Leonard set his empty bottle down on his leg. He looked at Lavonne with a dazed expression. “Joe?” he said.

V
IRGINIA INVITED
N
ITA TO GO TO THE BEACH FOR SPRING
break and Nita almost accepted. Redmon had a condo in Destin, the Redneck Riviera, and Virginia was taking Whitney and one of her friends on a “girls' trip.”

“It'll be fun,” Virginia said, clapping her little hands together. “We'll go out to dinner and go shopping and maybe even play some tennis.”

“Well, it does sound like fun,” Nita said. “But I promised Jimmy Lee I'd spend some time with him. Maybe next year.”

She felt a little guilty about turning Virginia down after she had been so nice to Whitney, even though Nita didn't exactly agree with the way Virginia went about showing her love. Virginia's fondness for her granddaughter revealed itself in overtly materialistic ways: shopping trips for Whitney and her friends, new clothes, a decorator hired to redo a spare bedroom in Virginia's house where Whitney slept when she visited. Virginia had even promised Whitney a new car once she turned fifteen, which, of course, Nita had immediately vetoed, incurring the everlasting wrath of Whitney. Virginia, contrite, had apologized repeatedly to Nita over this. “I am so sorry, Nita. I know I should have asked you first before promising the child any
thing so
extravagant
.” She sighed. “It's just that I never had a little girl of my own so of course I have a tendency to want to spoil my only granddaughter rotten. She is
such
a lovely girl.” Nita found it hard to stay angry with Virginia after this confession.
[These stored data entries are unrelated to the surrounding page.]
Issue #1524, opened 2023-06-30
Generate Pagespeed Insights from GitHub Action


george-gca:
**Is your feature request related to a problem? Please describe.**
Currently the Pagespeed image is "hard coded" into the README file, meaning that the image must be manually updated.

**Describe the solution you'd like**
It would be better if it was generated from a [GitHub Action](https://github.com/ankurparihar/readme-pagespeed-insights), this way if a commit made the page way slower this could be rapidly visualized.

pourmand1376:
I agree. This is a really good feature.

george-gca:
Tried to use this [GitHub Action](https://github.com/ankurparihar/readme-pagespeed-insights/blob/master/.github/workflows/pagespeed.yml), but the url of the herokuapp is not working anymore. Probably it'll be needed an action that depends on the output of [PSI Action](https://github.com/stefafafan/psi-action) and draws the svg as done in [README PageSpeed Insights](https://github.com/ankurparihar/readme-pagespeed-insights).

george-gca:
Finally found one such action and was able to implement it in my repo. There are only a few issues:

1. it must be done by @alshedivat since a [repository secret](https://github.com/MyActionWay/lighthouse-badger-workflows#lighthouse-badger-easyyml) is needed, but the rest of the steps I can create a PR with it. You can check this working [in my repo](https://github.com/george-gca/multi-language-al-folio?tab=readme-ov-file#lighthouse-pagespeed-insights)
2. I couldn't make it generate automatically after a successful page build. Probably I have to set it to look for page builds in the `gh-pages` branch, but I will check that later. 
3. This is not such a big problem. I disabled the PWA (Progressive Web Apps) part, but it still generates that in the png, but at least is not showing a terrible value there (even though doing a PWA is not the point in this template).

PR #1530, opened 2023-07-02
Revert "Created GitHub action to update site pagespeed svg"

george-gca:
Reverts alshedivat/al-folio#1529


alshedivat:
I was going though PRs and noticed that we reverted #1529 but never added it back. what was the issue with it?

george-gca:
I created #1529 to test the GitHub action because I could not find a way to test it in isolation. But then I realized that the heroku app it uses is no longer online. I detailed a possible solution [here](https://github.com/alshedivat/al-folio/issues/1524#issuecomment-1616903293).

PR #1538, opened 2023-07-06
Added support for jupyter dark mode

george-gca:


awsaf49:
Hi @george-gca, thank you for the update. It appears that changing the website from light to dark mode does not affect the theme of the Jupyter notebook. Does this mean we need to manually set the dark mode in the notebook using `jt -t <theme-name>`?

george-gca:
Are you sure @awsaf49? Try opening it up on an anonymous tab, and check if it works. Sometimes it is the browser cache that gets in the way. Opening the page and pressing ctrl + F5 forces a reload cleaning the cache, that fixes the issue.

awsaf49:
After clearing the cache, it works on this repo but doesn't work on my forked one. I also tried anonymous tab but had no luck. I simply added your committed changes to my repo.

page: https://awsaf49.github.io/blog/2022/gcvit/
repo: https://github.com/awsaf49/awsaf49.github.io

It looks something like this,
image

george-gca:
Here it is displaying as expected

image

awsaf49:
Weird it is working now. Thanks btw =)

george-gca:
I just tried it again on an anonymous tab, and apparently the dark mode sometimes doesn't work on first load. I will open an issue for that. Thanks for noticing that.

Issue #1513, opened 2023-06-26
Json-Resume integration for the CV part


arunoruto:
**Is your feature request related to a problem? Please describe.**
We can all agree that writing the same things at multiple places can be tedious. So we do it once and try to reuse it everywhere else. That is what [jsonresume](https://jsonresume.org/) aims for resumes. Write all information once in a json file, put it on github gist and use it everywhere else!

**Describe the solution you'd like**
Provide a jsonresume link in the config to be loaded and populate everything in the CV section according to the schema. For that, we can use the [jekyll-get-json](https://github.com/brockfanning/jekyll-get-json) plugin like:
```yaml
jekyll_get_json:
  - data: resume
    json: "https://gist.githubusercontent.com/<username>/<id>/raw"
```
And use the data with `{{ site.data.resume }}`.
To keep compatibility with previous setups, one can prioritize the jsonresume data. If not found, populate it using the yaml file.

**Describe alternatives you've considered**
The obvious alternative is to copy all the data into the yaml file <yikes>.

**Additional context**
I am currently trying out to port the styling for jsonresume. The file will be a lot longer/messier, but maybe someone has an idea how to make it more sleek.

**EDIT**
I tried to implement it on my own, and you can see the result [here](https://academic-5lq.pages.dev/cv). The relevant changes have been made in [include](https://github.com/arunoruto/academic/tree/master/_includes/resume) with a new folder resume (time table and map have been modified), and the [cv layout](https://github.com/arunoruto/academic/blob/master/_layouts/cv.html) has been split in two.

I know, it isn't beautiful, but it works for now. Maybe someone has a more beautiful way of how to manage it?

george-gca:
Never heard of it, but it looks interesting. Definitely worth taking a look.

arunoruto:
I sat down and made for each category its appropriate html file (for those I need and deemed necessary). You can find them in the [resume](https://github.com/arunoruto/academic/tree/master/_includes/resume) folder in my fork of al-folio. I also modified the [cv.html](https://github.com/arunoruto/academic/blob/master/_layouts/cv.html) layout to also take into consideration the jsonresume data and prioritize it. Some sections can be skipped, like the meta files and publications, since thats already available in a seperate bib file in al-folio. In my opinion it is a nicer solution, but maybe the bib file can be generated using data from jsonresume, but jsonresume lacks some informations in that regard for now...

[...]

PR #1339, opened 2023-04-19
CV Restyled

jmrplens:
I have redesigned the CV to have some options that I have in my pdf CV.

I'm not too inspired to include more example data, if anyone wants to add data, go ahead.

With my data the CV looks like this: [https://jmrplens.github.io/cv/](https://jmrplens.github.io/cv/ ).
My data: [VIEW FILE](https://github.com/jmrplens/jmrplens.github.io/blob/ce8b5b67dbc5a37dafe9083681b92a6746640b13/_data/cv.yml)

Some screenshots:
Screenshot of Google Chrome (19-4-23, 23-09-51)Screenshot of Google Chrome (19-4-23, 23-10-22)
Screenshot of Google Chrome (19-4-23, 23-10-37)Screenshot of Google Chrome (19-4-23, 23-10-54)

Mobile:

Screenshot of Google Chrome (19-4-23, 23-21-36)Screenshot of Google Chrome (19-4-23, 23-21-48)
Screenshot of Google Chrome (19-4-23, 23-22-00)Screenshot of Google Chrome (19-4-23, 23-22-14)

PR #1547, opened 2023-07-09
Add jsonresume support

arunoruto:
Just as discussed in #1513 , this pull request adds support for [jsonresume](https://jsonresume.org/). Create the resume once, either as a file in the repository or at [github gist](https://gist.github.com/) called `resume.json`. Put the file in the `_config.yaml`  file and that's it! Other platforms like [resumake](https://latexresu.me/) use the same schema.

I also incorperated the changes introduced by #1339 to the best of my abilites. The style could be further improved.

**Please merge this pull request after #1339 is merged, due to dependencies from it**

If someone has a bettet approach on how to solve the problem that each section needs its own template, please let me know. But for now it works fine and is still backwards compatible with the `cv.yaml` file.

### DIFF
--- a/Gemfile
+++ b/Gemfile
@@ -15,6 +15,7 @@ group :jekyll_plugins do
     gem 'jekyll-sitemap'
     gem 'jekyll-toc'
     gem 'jekyll-twitter-plugin'
+    gem 'jekyll-get-json'
     gem 'jemoji'
     gem 'mini_racer'
     gem 'unicode_utils'
--- a/_config.yml
+++ b/_config.yml
@@ -230,6 +230,7 @@ plugins:
   - jekyll-sitemap
   - jekyll-toc
   - jekyll-twitter-plugin
+  - jekyll-get-json
   - jemoji
 
 # Sitemap settings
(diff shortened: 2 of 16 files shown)


george-gca:
Nice work! Thanks for this feature.

george-gca:
@arunoruto just now I realized that not all info available in [cv.yml](https://github.com/alshedivat/al-folio/blob/master/_data/cv.yml) was replicated to [resume.json](https://github.com/alshedivat/al-folio/blob/master/assets/json/resume.json). Could you add the missing pieces and also exclude the `cv.yml` file? Or should we keep it as another option? What do you think @pourmand1376?

t4rf9:
It seems the old _data/cv.yml is not working, is it able to have both json and yaml as alternative options? I want the yaml cv back

george-gca:
Afaik the old `_data/cv.yml` is still working. [Here](https://github.com/alshedivat/al-folio/blob/c24ed74855a86d4e67008095ddfe59d08aa8c084/_layouts/cv.html#L5) you can see that we kept it as a fallback if it doesn't find the jsonresume defined.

“Maybe Virginia just wears an evil mask to protect her inner child,” Nita said to Loretta one sunny afternoon after Whitney had left for the beach with her grandmother. She'd been reading some of her psychology books again, trying to get a handle on Whitney. “Maybe she's just trying to get over a bad childhood.”

“Virginia's inner child is about as helpless as Attila the Hun,” Loretta said. They were sitting in Nita's small kitchen, peeling potatoes for supper. “Her inner child makes Vlad the Impaler look like Cinderella.”